**** Available records

PR #4625, opened 2026-03-10
feat(openapi): use root_path for default server URL

### LINKED ISSUE #2077: Enhancement: Add `root_path` value to OpenAPI servers if present
### Summary

Currently the OpenAPI config servers URLs default to `"/"` even if a `root_path` is present, even though for example debug errors display the `root_path`. (`ValueError on GET /api/` if a `ValueError` is raised in `test_handler` in the code below.)

It would be nice to have Litestar automatically add the `root_path` value --if present-- as the default instead.

### Basic Example

Code:
```py


@get(path="/", sync_to_thread=False)
def test_handler(request: Request) -> dict[str, str | list]:
    return {
        "request.scope['root_path']": request.scope["root_path"],
        "app.openapi_config.servers": request.app.openapi_config.servers,
    }


if __name__ == "__main__":
    import uvicorn

    uvicorn.run(app, port=5000, root_path="/api")
```
Current response (Litestar 2.0.0b4):
```json
{
	"request.scope['root_path']": "/api",
	"app.openapi_config.servers": [
		{
			"url": "/",
			"description": null,
			"variables": null
		}
	]
}
```
Proposed:
```json
{
	"request.scope['root_path']": "/api",
	"app.openapi_config.servers": [
		{
			"url": "/api",
			"description": null,
			"variables": null
		}
	]
}
```

### Drawbacks and Impact

_No response_

### Unresolved questions

_No response_

ndpvt-web:
## Description

When no servers are explicitly configured in `OpenAPIConfig`, this change uses the ASGI `root_path` from the request scope as the default server URL. This makes the OpenAPI schema work correctly when the app is deployed behind a reverse proxy with a path prefix.

Previously, the default server URL was always `"/"` regardless of the `root_path` setting. Now, if `root_path` is present in the scope and no custom servers are configured, the schema endpoint dynamically sets the server URL to the `root_path` value.

This follows the approach suggested by @peterschutt in the issue discussion.

Closes #2077

## Changes

- Modified `litestar/_openapi/plugin.py` to check for `root_path` in the request scope when serving the OpenAPI schema
- If no explicit servers are configured and `root_path` is present, uses it as the default server URL

## AI Disclosure

This PR was created with AI assistance (Claude by Anthropic). The implementation follows the approach outlined by maintainers in the issue discussion.

Co-Authored-By: AI Assistant (Claude) <ai-assistant@contributor-bot.dev>

### DIFF
--- a/litestar/_openapi/plugin.py
+++ b/litestar/_openapi/plugin.py
@@ -158,7 +158,15 @@ class OpenAPIPlugin(InitPlugin, ReceiveRoutePlugin):
 
             @get(paths, media_type=plugin_.media_type, sync_to_thread=False, name=handler_name)
             def _handler(request: Request) -> bytes:
-                return plugin_.render(request, self.provide_openapi_schema())
+                schema = self.provide_openapi_schema()
+                # If servers haven't been explicitly set and root_path is present, use it
+                if (
+                    schema.get("servers") == [{"url": "/"}]
+                    and (root_path := request.scope.get("root_path"))
+                    and root_path
+                ):
+                    schema = {**schema, "servers": [{"url": root_path}]}
+                return plugin_.render(request, schema)
 
             return _handler
 


themavik (commented):
curl test

themavik:
Ignore the review titled curl test — accidental API ping.

themavik (commented):
OpenAPI `_handler` only swaps `servers` when the cached schema still equals the default `[{"url": "/"}]`; good guard, but anyone who intentionally sets that exact default behind a proxy will still get `root_path` injected.

mohsinsurani (commented):
Hi @ndpvt-web! Thanks for tackling this highly requested feature.

I noticed an architectural edge case here regarding how the schema updates are isolated. By checking `request.scope.get("root_path")` exclusively inside the HTTP route handler, this implementation successfully updates the schema during a live web request, but it misses the other primary access boundaries discussed earlier in the main issue tracker:

1. **CLI Generation:** If a user runs the CLI utility (e.g., `litestar --root-path=/api schema openapi`) to dump a static schema definition file, this route handler is never triggered, so the exported schema won't contain the correct server path.
2. **Direct App Properties:** Accessing `app.openapi_schema` directly on the application instance outside of a live request cycle will still fallback to the root path defaults.

To make this completely robust, we should probably intercept the configuration at the `OpenAPIConfig` initialization layer or explicitly check if a root path variable was passed down through the application's global configuration options rather than relying solely on the live ASGI HTTP request scope.

Happy to collaborate on an updated strategy or help add the test coverage for the CLI execution paths if you'd like!

PR #4630, opened 2026-03-14
perf(docs): set a timeout on async resource test issue HTTP calls

tejasae-afk:
Add a timeout to the HTTP call in docs/examples/testing/async_resource_test_issue.py to avoid indefinite hangs.

Reason: Network calls without a timeout can hang a worker indefinitely.

Validation: `/Users/tejasattarde/Desktop/gh-patchbot/.venv/bin/python -m py_compile docs/examples/testing/async_resource_test_issue.py`.

Context: py-http-timeout at docs/examples/testing/async_resource_test_issue.py:38.

<hr>
📚 Documentation preview 📚: https://litestar-org.github.io/litestar-docs-preview/4630

### DIFF
--- a/docs/examples/testing/async_resource_test_issue.py
+++ b/docs/examples/testing/async_resource_test_issue.py
@@ -35,5 +35,5 @@ def app(http_test_client: httpx.AsyncClient) -> Litestar:
 
 def test_handler(app: Litestar) -> None:
     with TestClient(app) as client:
-        response = client.get("/")
+        response = client.get("/", timeout=10.0)
         assert response.json() == {"status": 200}


docs/examples/testing/async_resource_test_issue.py
```diff
@@ -35,5 +35,5 @@ def app(http_test_client: httpx.AsyncClient) -> Litestar:
 
 def test_handler(app: Litestar) -> None:
     with TestClient(app) as client:
-        response = client.get("/")
+        response = client.get("/", timeout=10.0)
```
sobolevn, line 38: my 2c: I don't think that test client calls really need a timeout, it is better managed by external tools like `pytest-timeout` in my opinion.

provinzkraut: Agree with @sobolevn here

tejas-ae: Agreed. Thanks

PR #4639, opened 2026-03-19
fix: isolate type decoders from shared signature annotation state

maksimzayats:
## Description

This removes the shared `_decoder` mutation from signature parsing.

Previously, `SignatureModel.create()` could attach a decoder directly to the annotated type, which made decoder behavior process-global. That meant one handler, app, or DI provider could accidentally affect another if they used the same annotation class.

Now, signature parsing no longer mutates user-defined or stdlib classes. Request parsing stays scoped to the current handler or provider through the existing `default_deserializer(type_decoders=...)` path.

```python
class UserId:
    def __init__(self, value: str) -> None:
        self.value = value


@get("/decoded", type_decoders=[(lambda t: t is UserId, lambda t, v: t(f"decoded:{v}"))])
def decoded(user_id: UserId) -> str:
    return user_id.value


@get("/plain")
def plain(user_id: UserId) -> str:
    return user_id.value
```

Old behavior:
```python
# Building /decoded mutated the shared UserId type:
UserId._decoder = lambda t, v: t(f"decoded:{v}")

# So /plain could start decoding too, even without its own decoder.
# /decoded?user_id=1 -> "decoded:1"
# /plain?user_id=1   -> "decoded:1"   # leaked
```

New behavior:
```python
# No mutation on UserId.
# Decoding stays scoped to the current handler.

# /decoded?user_id=1 -> "decoded:1"
# /plain?user_id=1   -> 400 validation error
```

<hr>
📚 Documentation preview 📚: https://litestar-org.github.io/litestar-docs-preview/4639

### DIFF
--- a/litestar/_signature/model.py
+++ b/litestar/_signature/model.py
@@ -2,7 +2,6 @@ from __future__ import annotations
 
 import re
 from functools import partial
-from pathlib import Path, PurePath
 from typing import (
     TYPE_CHECKING,
     Annotated,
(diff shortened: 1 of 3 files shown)


sobolevn (commented):
I would categorize this as a tricky optimization instead of just a bug. Current behavior looks more correct to me. However, we also have to measure the perf impact of this change.

maksimzayats:
Hi @sobolevn ! Hmm, the old behavior looks quite strange to me tbh... and it looks like more a bug, but I'd love to hear other maintainers opinion on this

sobolevn:
Context: https://github.com/jcrist/msgspec/issues/497 and https://github.com/jcrist/msgspec/issues/483

provinzkraut:
Agree with @sobolevn. Yes, it's a bit iffy to store things globally like this, but it's an optimisation we deemed worth it, as the lookup process is quite expensive. If you want to remove this, I'd need comprehensive benchmarks to show there's no negative impact on performance

themavik (commented):
Dropping the `_decoder` setattr hack in `SignatureModel._create_annotation` removes annotation mutation; the new parsing tests cover cross-handler order, split `Litestar` apps, and `Provide` without touching `UserId`.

********

Task prompt>
Copy each line above that has the word "ndpvt".

Result>
ndpvt-web:
Hi @ndpvt-web! Thanks for tackling this highly requested feature.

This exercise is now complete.